Task to carry out:
Search the listing below for the word "immutable", and copy every line in which it turns up.

Material for this exercise:
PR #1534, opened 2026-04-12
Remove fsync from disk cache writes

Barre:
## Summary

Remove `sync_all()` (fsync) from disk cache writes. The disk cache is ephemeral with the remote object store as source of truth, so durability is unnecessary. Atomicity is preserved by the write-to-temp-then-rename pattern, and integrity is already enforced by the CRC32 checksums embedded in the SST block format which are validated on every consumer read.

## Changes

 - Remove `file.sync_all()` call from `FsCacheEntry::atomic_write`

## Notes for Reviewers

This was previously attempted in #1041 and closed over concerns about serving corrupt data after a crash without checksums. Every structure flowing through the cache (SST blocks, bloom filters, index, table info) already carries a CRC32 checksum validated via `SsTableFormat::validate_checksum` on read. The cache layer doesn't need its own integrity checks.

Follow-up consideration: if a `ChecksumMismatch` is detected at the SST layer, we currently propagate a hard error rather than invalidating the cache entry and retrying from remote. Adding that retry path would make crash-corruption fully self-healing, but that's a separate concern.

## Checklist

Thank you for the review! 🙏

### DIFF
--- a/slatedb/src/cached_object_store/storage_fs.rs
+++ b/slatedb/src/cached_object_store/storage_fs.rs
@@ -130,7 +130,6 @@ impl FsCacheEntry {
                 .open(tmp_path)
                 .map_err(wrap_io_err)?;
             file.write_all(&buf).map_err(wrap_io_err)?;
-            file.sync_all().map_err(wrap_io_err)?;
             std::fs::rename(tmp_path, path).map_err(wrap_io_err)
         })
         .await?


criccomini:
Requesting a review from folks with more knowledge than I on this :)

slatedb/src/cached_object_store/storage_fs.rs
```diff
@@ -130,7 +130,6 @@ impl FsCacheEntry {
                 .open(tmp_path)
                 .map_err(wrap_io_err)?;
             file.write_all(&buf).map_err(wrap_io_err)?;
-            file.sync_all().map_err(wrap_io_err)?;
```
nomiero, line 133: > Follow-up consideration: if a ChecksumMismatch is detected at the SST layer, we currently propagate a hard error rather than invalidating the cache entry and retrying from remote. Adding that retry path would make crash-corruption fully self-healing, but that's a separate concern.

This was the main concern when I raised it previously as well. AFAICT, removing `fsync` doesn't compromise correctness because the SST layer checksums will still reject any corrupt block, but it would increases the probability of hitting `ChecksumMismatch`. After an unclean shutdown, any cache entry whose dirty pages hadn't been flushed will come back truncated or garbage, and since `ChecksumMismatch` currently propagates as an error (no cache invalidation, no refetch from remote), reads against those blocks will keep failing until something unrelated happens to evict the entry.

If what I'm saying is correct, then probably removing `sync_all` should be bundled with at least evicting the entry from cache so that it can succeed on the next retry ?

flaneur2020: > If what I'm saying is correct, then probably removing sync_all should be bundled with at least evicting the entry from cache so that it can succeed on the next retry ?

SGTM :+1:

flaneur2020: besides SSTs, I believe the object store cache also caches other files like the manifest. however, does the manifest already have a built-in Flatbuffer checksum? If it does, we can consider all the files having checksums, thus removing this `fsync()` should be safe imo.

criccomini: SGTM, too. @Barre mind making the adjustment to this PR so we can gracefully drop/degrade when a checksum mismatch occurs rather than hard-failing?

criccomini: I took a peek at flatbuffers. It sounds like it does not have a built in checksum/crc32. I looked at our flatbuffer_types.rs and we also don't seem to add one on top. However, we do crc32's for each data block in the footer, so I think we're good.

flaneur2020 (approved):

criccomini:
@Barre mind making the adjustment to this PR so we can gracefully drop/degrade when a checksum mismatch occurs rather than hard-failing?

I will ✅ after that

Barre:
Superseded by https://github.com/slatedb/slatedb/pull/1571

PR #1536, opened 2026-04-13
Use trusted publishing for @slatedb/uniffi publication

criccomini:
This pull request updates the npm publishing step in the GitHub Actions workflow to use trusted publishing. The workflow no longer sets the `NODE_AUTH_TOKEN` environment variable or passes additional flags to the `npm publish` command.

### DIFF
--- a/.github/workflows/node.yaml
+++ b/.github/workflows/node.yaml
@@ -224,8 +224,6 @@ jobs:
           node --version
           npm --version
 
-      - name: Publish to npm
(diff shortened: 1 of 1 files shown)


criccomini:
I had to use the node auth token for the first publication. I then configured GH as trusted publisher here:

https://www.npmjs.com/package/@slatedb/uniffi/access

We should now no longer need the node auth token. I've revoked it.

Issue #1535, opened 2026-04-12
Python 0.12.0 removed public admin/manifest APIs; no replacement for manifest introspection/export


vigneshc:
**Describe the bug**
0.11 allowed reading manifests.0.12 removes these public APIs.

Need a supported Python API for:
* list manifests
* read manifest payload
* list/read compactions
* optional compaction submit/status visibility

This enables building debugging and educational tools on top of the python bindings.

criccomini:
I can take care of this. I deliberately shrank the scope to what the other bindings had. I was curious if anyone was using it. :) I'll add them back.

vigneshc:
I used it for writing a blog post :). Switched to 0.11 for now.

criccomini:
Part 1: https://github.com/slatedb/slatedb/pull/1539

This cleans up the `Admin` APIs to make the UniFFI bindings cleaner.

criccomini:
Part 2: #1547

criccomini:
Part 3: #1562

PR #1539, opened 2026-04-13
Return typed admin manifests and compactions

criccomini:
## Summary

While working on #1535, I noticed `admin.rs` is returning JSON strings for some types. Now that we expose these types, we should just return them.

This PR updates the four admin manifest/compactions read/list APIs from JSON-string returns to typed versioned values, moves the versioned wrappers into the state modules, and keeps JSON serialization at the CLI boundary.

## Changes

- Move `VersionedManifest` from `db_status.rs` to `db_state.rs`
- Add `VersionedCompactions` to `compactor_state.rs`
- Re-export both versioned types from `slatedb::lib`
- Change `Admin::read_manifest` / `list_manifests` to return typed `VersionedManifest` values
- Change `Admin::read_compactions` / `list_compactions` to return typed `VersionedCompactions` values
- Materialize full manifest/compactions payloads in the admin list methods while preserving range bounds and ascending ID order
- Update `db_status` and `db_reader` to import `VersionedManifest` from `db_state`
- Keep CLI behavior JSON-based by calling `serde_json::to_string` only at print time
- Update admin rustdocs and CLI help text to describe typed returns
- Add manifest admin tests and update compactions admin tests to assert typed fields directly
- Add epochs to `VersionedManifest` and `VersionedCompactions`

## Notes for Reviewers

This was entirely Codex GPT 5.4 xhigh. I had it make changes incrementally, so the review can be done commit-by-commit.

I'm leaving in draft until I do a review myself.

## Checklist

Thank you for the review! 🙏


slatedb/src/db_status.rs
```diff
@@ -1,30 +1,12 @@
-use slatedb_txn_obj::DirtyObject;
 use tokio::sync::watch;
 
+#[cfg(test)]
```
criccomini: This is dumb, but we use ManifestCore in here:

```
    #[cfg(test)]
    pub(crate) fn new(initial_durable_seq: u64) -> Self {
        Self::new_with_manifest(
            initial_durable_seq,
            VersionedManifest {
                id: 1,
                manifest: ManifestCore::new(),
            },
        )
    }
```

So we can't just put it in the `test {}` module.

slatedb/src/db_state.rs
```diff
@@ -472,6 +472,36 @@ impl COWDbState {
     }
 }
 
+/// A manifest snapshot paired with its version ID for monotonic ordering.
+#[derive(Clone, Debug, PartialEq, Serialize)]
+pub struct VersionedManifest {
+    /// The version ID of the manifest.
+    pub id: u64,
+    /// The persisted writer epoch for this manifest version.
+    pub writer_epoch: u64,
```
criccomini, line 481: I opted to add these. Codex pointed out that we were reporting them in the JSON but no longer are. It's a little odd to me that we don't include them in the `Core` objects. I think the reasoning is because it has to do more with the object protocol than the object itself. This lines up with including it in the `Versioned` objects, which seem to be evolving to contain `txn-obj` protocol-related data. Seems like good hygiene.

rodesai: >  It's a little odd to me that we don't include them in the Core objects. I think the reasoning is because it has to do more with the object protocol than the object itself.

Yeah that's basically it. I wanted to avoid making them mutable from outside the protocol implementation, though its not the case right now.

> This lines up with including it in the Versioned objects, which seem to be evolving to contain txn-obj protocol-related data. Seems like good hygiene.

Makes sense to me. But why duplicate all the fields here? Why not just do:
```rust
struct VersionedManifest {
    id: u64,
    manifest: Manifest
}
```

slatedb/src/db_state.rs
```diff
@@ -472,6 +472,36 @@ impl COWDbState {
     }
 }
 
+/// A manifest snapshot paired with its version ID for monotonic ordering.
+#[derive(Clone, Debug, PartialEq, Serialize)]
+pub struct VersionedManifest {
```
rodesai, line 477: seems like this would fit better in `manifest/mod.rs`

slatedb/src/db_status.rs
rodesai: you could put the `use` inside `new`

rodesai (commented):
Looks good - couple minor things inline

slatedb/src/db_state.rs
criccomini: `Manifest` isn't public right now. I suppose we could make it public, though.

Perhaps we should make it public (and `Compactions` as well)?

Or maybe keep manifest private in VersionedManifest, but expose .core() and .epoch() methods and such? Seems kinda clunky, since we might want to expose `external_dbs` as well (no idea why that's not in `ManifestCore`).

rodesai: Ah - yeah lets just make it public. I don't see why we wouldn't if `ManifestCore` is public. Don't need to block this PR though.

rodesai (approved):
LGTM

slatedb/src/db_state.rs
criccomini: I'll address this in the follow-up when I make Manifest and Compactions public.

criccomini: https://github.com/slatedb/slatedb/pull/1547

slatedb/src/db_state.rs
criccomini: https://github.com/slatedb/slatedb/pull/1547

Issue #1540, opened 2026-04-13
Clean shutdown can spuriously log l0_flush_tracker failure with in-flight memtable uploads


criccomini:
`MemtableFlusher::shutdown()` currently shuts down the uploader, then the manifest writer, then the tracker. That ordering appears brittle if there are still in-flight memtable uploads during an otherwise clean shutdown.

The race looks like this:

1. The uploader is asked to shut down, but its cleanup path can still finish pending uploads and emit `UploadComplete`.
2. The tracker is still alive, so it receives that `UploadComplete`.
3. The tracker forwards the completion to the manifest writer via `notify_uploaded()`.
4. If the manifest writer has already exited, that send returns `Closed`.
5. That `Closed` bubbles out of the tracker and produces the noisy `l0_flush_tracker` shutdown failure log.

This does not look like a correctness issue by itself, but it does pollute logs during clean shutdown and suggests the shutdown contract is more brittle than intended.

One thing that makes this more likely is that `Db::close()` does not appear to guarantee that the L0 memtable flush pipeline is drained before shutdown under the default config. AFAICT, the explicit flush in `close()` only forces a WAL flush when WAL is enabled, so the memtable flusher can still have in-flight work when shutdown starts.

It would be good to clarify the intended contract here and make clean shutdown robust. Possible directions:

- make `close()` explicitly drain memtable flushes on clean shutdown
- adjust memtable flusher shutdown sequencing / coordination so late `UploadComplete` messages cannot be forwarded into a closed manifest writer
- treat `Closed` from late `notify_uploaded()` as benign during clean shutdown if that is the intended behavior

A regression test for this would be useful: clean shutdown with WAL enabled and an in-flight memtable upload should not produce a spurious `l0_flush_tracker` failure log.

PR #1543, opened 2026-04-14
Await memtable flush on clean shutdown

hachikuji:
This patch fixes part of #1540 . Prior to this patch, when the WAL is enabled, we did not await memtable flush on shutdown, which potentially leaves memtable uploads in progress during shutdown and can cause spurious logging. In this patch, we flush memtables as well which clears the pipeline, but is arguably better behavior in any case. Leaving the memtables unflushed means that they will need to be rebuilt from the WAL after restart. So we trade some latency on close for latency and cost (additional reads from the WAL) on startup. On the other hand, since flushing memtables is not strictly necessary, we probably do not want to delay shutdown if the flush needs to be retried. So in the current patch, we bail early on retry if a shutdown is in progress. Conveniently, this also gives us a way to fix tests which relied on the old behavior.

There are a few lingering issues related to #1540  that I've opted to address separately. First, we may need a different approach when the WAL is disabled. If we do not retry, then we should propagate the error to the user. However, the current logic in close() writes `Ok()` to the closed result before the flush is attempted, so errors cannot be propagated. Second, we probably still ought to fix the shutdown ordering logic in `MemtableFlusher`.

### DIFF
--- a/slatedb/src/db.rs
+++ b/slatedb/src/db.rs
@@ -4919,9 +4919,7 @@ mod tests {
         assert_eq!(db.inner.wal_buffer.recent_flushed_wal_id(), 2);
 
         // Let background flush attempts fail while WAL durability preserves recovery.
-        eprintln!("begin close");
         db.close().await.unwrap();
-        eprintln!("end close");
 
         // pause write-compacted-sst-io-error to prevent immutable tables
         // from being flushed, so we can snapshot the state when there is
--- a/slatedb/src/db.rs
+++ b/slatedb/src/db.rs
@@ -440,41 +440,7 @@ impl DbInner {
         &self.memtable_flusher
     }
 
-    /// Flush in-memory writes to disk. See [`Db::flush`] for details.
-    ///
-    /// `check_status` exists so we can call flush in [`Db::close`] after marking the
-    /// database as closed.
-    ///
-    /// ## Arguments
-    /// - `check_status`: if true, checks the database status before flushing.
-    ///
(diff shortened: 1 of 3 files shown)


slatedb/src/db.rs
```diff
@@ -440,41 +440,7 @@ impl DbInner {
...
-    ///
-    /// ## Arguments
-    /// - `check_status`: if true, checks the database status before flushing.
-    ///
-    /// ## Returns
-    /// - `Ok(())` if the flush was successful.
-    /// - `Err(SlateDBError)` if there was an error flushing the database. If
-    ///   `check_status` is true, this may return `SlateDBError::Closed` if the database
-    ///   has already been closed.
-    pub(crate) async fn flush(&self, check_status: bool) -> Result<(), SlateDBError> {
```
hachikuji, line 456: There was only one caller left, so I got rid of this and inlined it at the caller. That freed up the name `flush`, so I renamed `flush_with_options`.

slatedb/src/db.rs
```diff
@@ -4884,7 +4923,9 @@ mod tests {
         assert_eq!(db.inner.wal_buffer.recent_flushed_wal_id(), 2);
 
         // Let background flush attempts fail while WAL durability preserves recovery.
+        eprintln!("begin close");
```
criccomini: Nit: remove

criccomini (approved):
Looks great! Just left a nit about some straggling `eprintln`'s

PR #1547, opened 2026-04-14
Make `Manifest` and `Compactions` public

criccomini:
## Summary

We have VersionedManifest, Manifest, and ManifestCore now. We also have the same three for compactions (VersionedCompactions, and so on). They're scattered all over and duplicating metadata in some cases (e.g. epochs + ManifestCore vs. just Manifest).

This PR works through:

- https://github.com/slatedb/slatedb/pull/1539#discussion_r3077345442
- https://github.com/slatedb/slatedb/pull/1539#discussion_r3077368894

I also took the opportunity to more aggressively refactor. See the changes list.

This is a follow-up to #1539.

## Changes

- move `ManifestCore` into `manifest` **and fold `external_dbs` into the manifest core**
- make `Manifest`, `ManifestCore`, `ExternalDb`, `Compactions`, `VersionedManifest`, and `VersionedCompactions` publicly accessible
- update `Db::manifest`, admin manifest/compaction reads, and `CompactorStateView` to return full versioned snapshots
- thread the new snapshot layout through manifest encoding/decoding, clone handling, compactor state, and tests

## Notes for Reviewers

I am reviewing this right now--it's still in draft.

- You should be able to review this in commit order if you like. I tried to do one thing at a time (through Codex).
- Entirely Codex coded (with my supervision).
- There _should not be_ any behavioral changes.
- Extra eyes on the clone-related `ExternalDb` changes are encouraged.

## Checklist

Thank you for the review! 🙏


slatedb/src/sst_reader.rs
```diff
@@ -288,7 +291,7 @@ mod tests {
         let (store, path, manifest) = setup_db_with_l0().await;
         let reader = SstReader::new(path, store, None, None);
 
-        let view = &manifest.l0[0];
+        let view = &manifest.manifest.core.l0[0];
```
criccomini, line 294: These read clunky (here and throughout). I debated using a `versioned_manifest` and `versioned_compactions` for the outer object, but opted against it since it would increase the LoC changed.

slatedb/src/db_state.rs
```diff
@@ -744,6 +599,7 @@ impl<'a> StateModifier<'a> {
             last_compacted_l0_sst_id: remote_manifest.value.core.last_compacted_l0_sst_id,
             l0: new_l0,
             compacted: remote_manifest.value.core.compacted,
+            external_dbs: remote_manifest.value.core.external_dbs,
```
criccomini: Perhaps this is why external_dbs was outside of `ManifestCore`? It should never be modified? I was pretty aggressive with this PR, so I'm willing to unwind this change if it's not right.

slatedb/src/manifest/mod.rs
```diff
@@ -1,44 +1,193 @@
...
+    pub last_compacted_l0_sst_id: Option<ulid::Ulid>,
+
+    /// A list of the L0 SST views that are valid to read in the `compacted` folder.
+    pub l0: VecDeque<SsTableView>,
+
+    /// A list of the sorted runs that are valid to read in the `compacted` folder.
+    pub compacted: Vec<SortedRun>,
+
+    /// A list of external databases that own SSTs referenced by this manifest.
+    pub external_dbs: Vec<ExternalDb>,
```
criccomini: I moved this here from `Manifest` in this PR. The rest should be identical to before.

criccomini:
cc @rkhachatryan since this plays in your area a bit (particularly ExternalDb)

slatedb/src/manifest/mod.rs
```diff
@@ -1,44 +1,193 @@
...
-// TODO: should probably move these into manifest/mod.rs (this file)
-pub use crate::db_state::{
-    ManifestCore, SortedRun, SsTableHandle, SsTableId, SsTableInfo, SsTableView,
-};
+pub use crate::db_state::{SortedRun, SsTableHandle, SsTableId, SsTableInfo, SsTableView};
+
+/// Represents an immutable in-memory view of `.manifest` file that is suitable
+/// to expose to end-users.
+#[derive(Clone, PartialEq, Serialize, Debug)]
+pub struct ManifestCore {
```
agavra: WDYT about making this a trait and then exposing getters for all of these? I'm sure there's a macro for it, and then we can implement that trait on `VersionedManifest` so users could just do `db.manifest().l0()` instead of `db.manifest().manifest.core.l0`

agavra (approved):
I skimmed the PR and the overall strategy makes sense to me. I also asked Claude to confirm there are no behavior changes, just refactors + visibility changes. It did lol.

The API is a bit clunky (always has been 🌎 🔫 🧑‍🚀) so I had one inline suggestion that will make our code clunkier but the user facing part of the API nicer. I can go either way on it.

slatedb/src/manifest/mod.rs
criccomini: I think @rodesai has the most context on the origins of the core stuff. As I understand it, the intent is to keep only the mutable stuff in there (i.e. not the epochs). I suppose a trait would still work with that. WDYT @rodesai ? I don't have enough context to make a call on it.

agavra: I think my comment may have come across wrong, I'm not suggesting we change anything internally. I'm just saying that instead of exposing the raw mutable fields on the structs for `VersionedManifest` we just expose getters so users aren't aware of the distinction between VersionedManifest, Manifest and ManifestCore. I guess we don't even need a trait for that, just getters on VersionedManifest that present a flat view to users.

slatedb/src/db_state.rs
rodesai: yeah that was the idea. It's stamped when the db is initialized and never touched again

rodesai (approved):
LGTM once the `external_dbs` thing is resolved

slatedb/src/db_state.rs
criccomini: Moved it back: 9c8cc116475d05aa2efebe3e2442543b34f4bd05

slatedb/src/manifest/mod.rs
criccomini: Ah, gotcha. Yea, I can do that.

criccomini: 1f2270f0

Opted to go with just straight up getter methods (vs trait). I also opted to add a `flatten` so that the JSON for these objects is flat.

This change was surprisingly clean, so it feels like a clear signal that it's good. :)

Solution to the problem:
         // pause write-compacted-sst-io-error to prevent immutable tables
+/// Represents an immutable in-memory view of `.manifest` file that is suitable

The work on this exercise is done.